When multiple threads or processes are executing concurrently, they may interact and access shared resources, such as variables or data structures, simultaneously. This concurrent access introduces the possibility of race conditions.

A race condition occurs when the behavior of a program depends on the relative timing or interleaving of concurrent operations. It arises when two or more threads or processes attempt to access and modify shared data concurrently, without proper synchronization or coordination.

The problem with race conditions is that the outcome of such concurrent access becomes unpredictable and depends on the particular scheduling and timing of the threads or processes involved. This unpredictability can lead to incorrect results, data corruption, and even system failures.

In summary, both threads and processes can be involved in race conditions when accessing shared resources. However, threads are more prone to race conditions because they share the same memory space, while processes have their own isolated memory space but can still experience race conditions if they interact with shared resources through inter-process communication.

For example, if two threads try to update a shared variable simultaneously without proper synchronization, the final value of the variable may become unpredictable and depend on the execution order of the threads. On the other hand, If multiple processes try to access or modify shared resources concurrently without proper synchronization race conditions can still occur.

“Time-of-check” to “time-of-use” attack

A “time of check to time of use” (TOCTOU) attack is a type of security vulnerability that occurs when there is a change in the state of a resource between the time it is checked and the time it is used. The vulnerability arises from a race condition, where the attacker takes advantage of the gap between two operations to manipulate the system.

Imagine a scenario like this. Suppose there is a banking application that allows users to transfer funds from one account to another. The application checks if the user has sufficient funds before processing the transaction.

In normal circumstances, the application will follow these steps.
Application checks the user’s account balance to ensure the user has enough funds.
If it is sufficient, the amount requested to be transferred by the user will be deducted from the account balance.
After the transaction is completed, the user’s account balance will be updated.

In the database it will look like this.
User’s account balance is selected with SELECT to validate if the amount on the user’s account is sufficient.
If sufficient, the balance will be deducted with the transferred amount.
If the transaction is completed, existing data will be updated with UPDATE and SET.

It seems like nothing is wrong with the process and yes, there is really nothing wrong with it.

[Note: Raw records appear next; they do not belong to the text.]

PR #4736, opened 2026-08-04
fix(ErdosProblems): use lower density in 968

SamuelSchlesinger:
Erdős Problem 968 asks whether these sequences can have positive lower density. The Lean statement used `HasPosDensity`, which is stronger: it requires the ordinary natural density to exist and be positive.

This updates the main statement and the known decreasing-step result to say exactly that the lower density is positive. No unrelated notation is changed.


mo271 (approved):
Thanks, LGTM

PR #4737, opened 2026-08-04
fix(ErdosProblems): use upper density in 298

SamuelSchlesinger:
The source and cited result for Erdős Problem 298 concern positive upper density, but the main Lean theorem required an exact positive natural density. That stronger statement can fail when the density oscillates even though the upper density is positive.

This makes positive upper density the main statement and preserves the previous exact-density reading as an explicit variant.


mo271 (approved):
Thanks, LGTM

PR #4738, opened 2026-08-04
fix(ErdosProblems): state Romanoff's theorem with primes

SamuelSchlesinger:
The set used for Romanoff's theorem was defined by `primeFactors.card ≤ 1`. That also admits 1 and prime powers, while the theorem is specifically about integers of the form prime plus a power of two.

This states the set directly using a prime `p` and an exponent `k`, matching the cited theorem.

### DIFF
--- a/FormalConjectures/ErdosProblems/851.lean
+++ b/FormalConjectures/ErdosProblems/851.lean
@@ -32,14 +32,14 @@ prime divisors.
 -/
 def TwoPowAddSet (r : ℕ) := {(2 ^ k + n) | (k : ℕ) (n : ℕ) (_ : n.primeFactors.card ≤ r)}
 
+/-- The set of integers of the form `2^k+p`, where `k ≥ 0` and `p` is prime. -/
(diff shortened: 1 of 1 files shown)


FormalConjectures/ErdosProblems/851.lean
```diff
@@ -32,14 +32,14 @@ prime divisors.
 -/
 def TwoPowAddSet (r : ℕ) := {(2 ^ k + n) | (k : ℕ) (n : ℕ) (_ : n.primeFactors.card ≤ r)}
```
mo271, line 34:
```suggestion
```

can this be delteted then?

mo271 (commented):
Thanks, one question about deleting the now unused def

FormalConjectures/ErdosProblems/851.lean
SamuelSchlesinger: It’s still used by the main erdos_851 theorem below, so it needs to stay.

mo271 (approved):
Thanks, LGTM!

PR #4739, opened 2026-08-04
fix(ErdosProblems): restore the ratio in 417

SamuelSchlesinger:
The Lean statement inverted the volume ratio from Erdős Problem 417. Taking the reciprocal changes both parts of the conjecture and is especially problematic when a volume is infinite.

This restores the numerator and denominator used by the source and states the ratio in `ENNReal`, where infinite volume is represented correctly.


mo271 (approved):
Thanks, LGTM

PR #1309, opened 2020-06-04
Avoid mockito magic for span processors test, test with empty configmap

bogdandrutu:
Main motivation is to add tests for empty config map, so need to get access to the "default" values and getters, then no need to use mockito for the case where the map is not empty.


jkwatson:
Yeah, I much prefer exposing some getters for immutable data to using mockito's spy functionality.  👍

However, we don’t consider the concurrency mechanism, where users (or attacker) might be able to manipulate the above process.

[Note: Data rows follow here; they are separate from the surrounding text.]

PR #1317, opened 2020-06-08
Allow setting semantic attributes on Span.Builder

### LINKED ISSUE #1316: Extend `XXXAttributeSetter` API to accept `Span.Builder`
#758 introduced `SemanticAttributes` class which allows for type- and semantic-safe way to set span attributes. It would be amazing to have the same functionality for `Span.Builder` as well. As [it is encouraged](https://github.com/open-telemetry/opentelemetry-specification/blob/4ab7c2fb4964c14fe972b03b5bb6825573bafb24/specification/api-tracing.md#span-creation) to set attributes on a builder whenever possible.

iNikem:
Fixes #1316

### DIFF
--- a/api/src/main/java/io/opentelemetry/trace/attributes/StringAttributeSetter.java
+++ b/api/src/main/java/io/opentelemetry/trace/attributes/StringAttributeSetter.java
@@ -61,4 +61,14 @@ public final class StringAttributeSetter {
   public void set(Span span, @Nullable String value) {
     span.setAttribute(key(), value);
   }
+
+  /**
+   * Sets the attribute on the provided span builder.
+   *
+   * @param spanBuilder the span builder to add the attribute to
+   * @param value the value for this attribute
+   */
+  public void set(Span.Builder spanBuilder, @Nullable String value) {
+    spanBuilder.setAttribute(key(), value);
+  }
 }
--- a/api/src/test/java/io/opentelemetry/trace/attributes/SemanticAttributesTest.java
+++ b/api/src/test/java/io/opentelemetry/trace/attributes/SemanticAttributesTest.java
@@ -34,11 +34,13 @@ import org.junit.runners.JUnit4;
 public class SemanticAttributesTest {
 
   private Span span;
+  private Span.Builder builder;
 
   @Before
   public void setUp() {
     Tracer tracer = OpenTelemetry.getTracer("io.telemetry.api");
     span = tracer.spanBuilder("junit").startSpan();
+    builder = tracer.spanBuilder("junit-builder");
   }
 
   @Test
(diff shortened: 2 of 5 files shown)


iNikem:
I totally admit that this PR is meant to solve my immediate problem in instrumentations repo :)

iNikem:
Anybody be kind and merge this PR? :)

api/src/main/java/io/opentelemetry/trace/attributes/StringAttributeSetter.java
```diff
@@ -61,4 +61,14 @@ public String key() {
...
   }
+
+  /**
+   * Sets the attribute on the provided span builder.
+   *
+   * @param spanBuilder the span builder to add the attribute to
+   * @param value the value for this attribute
+   */
+  public void set(Span.Builder spanBuilder, @Nullable String value) {
+    spanBuilder.setAttribute(key(), value);
```
jkwatson, line 72: would it make sense to return this, or the builder from this call? Or does that not help make a more fluent API?

jkwatson: I guess it doesn't make any sense to return `this`, but would returning the Builder be at all useful?

jkwatson: And, I see that @Oberon00 already made this comment above. sorry for the extra noise.

iNikem: `SemanticAttributes` are now used like this: `SemanticAttribute.HTTP_URL.set(span, value). No quick way to have fluent interface out of this.

api/src/test/java/io/opentelemetry/trace/attributes/SemanticAttributesTest.java
```diff
@@ -51,15 +53,20 @@ public void shouldEnableSetAttributeOnSpan() throws IllegalAccessException {
...
         ((LongAttributeSetter) attribute).set(span, 42L);
+        ((LongAttributeSetter) attribute).set(builder, 42L);
       } else if (attribute instanceof DoubleAttributeSetter) {
         keys.add(((DoubleAttributeSetter) attribute).key());
         ((DoubleAttributeSetter) attribute).set(span, 3.14);
+        ((DoubleAttributeSetter) attribute).set(builder, 3.14);
       } else if (attribute instanceof BooleanAttributeSetter) {
         keys.add(((BooleanAttributeSetter) attribute).key());
         ((BooleanAttributeSetter) attribute).set(span, true);
+        ((BooleanAttributeSetter) attribute).set(builder, true);
```
jkwatson, line 69: This test doesn't actually test anything except that you can loop over the fields of the class. Can we add some actual assertions about the functionality, rather than just making calls that don't test anything?

jkwatson:
> Anybody be kind and merge this PR? :)

I'd like to see the test changed so that it actually tests something before merging this.

api/src/test/java/io/opentelemetry/trace/attributes/SemanticAttributesTest.java
iNikem: Current test indeed only tested that you can call `set` method on every semantic attribute without any errors. But neither `Span` nor `Span.Builder` provides any API for reading attribute values. What else can you test here?

arminru: You would usually mock the builder using Mockito and verify that `builder.setAttribute` was called once with `key()` and the provided value.

jkwatson: You can additionally mock the Span instance and do the same.

carlosalberto: To tell you the truth, we don't do this at all for existing classes (in `SemanticAttributeTest` that is) and thus I feel we should do it in a follow-up PR where we apply the mocking for all of them.

jkwatson: Please create an issue for it, then. We need to make sure our tests are really useful. This isn't going to be available to the instrumentation project until the next release, anyway, so I'm not sure why we're in such a hurry to get this merged.

iNikem: We have a branch against otel-java snapshots :)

For example, an attacker has $1000 in his account balance and wants to exploit the race condition in his bank application. He/she wants to transfer not only one, but three transactions simultaneously: $500, $700, and $800. In the database, when the account balance is selected, each process will have $1000. Because the process is running at the same time, each $1000 will be deducted to the amount of the transferred money. So, the result will be $500, $300, and $200. When updated, we will not know which one will “win the race” and be taken as the end value. In spite of only a single value being used, all three processes get executed which is the main problem caused by the condition.

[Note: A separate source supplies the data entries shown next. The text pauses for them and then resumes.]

PR #1318, opened 2020-06-08
Add an option to specify a Span Kind via the WithSpan annotation.

### LINKED ISSUE #1303: Add the ability to specify a Span Kind using the WithSpan annotation
Add an optional parameter to the `WithSpan` annotation that specifies the span Kind to create.

Doing this manually is possible, but it would be nice to have it built in to the annotation.

jkwatson:
resolves #1303 for the API. Will open an issue with the instrumentation project when this is merged.


trask:
I think I'd prefer for the annotations package to not have any dependencies, and instead have it's own `SpanKind` enum.

@iNikem @tylerbenson wdyt?

iNikem:
I don't see any downsides in depending on API module. And duplicating means syncing, I don't think it is worth the effort.

jkwatson:
@trask  What about specifically excluding grpc-context from the dependencies of the annotations?

jkwatson:
> @trask What about specifically excluding grpc-context from the dependencies of the annotations?

I added this to the PR.

contrib/auto_annotations/build.gradle
```diff
@@ -9,7 +9,7 @@ description = 'OpenTelemetry Contrib Auto Annotations'
 ext.moduleName = "io.opentelemetry.contrib.auto.annotations"
 
 dependencies {
-    implementation project(':opentelemetry-api')
+    implementation project(':opentelemetry-api') exclude group: 'io.grpc', module: 'grpc-context'
```
jkwatson, line 12: @bogdandrutu @carlosalberto any issues with this late-breaking change to minimize the dependencies of the annotations module?

bogdandrutu: First request: Let's do it in a separate PR :)
Second request: I need to understand what you try to achieve :)

jkwatson: 1. sure thing; that's why I asked
2. @trask is concerned that people will need to pull in grpc-context just to use an annotation, and would prefer that not to be the case.

jkwatson: I removed the change from this PR, FYI

jkwatson: I removed the change from this PR, FYI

By exploiting this race condition, the attacker manages to manipulate the system to their advantage. TOCTOU attacks are particularly dangerous in scenarios involving critical resources, such as financial transactions or access control systems. Instead, the attacker action is done within the same time and before the balance update.

Conclusion

By understanding the complexities and risks associated with race conditions, developers can proactively design and implement concurrent systems with appropriate synchronization strategies. Later on, we are going to learn how to prevent this race condition and possibly learn how to exploit this condition as well.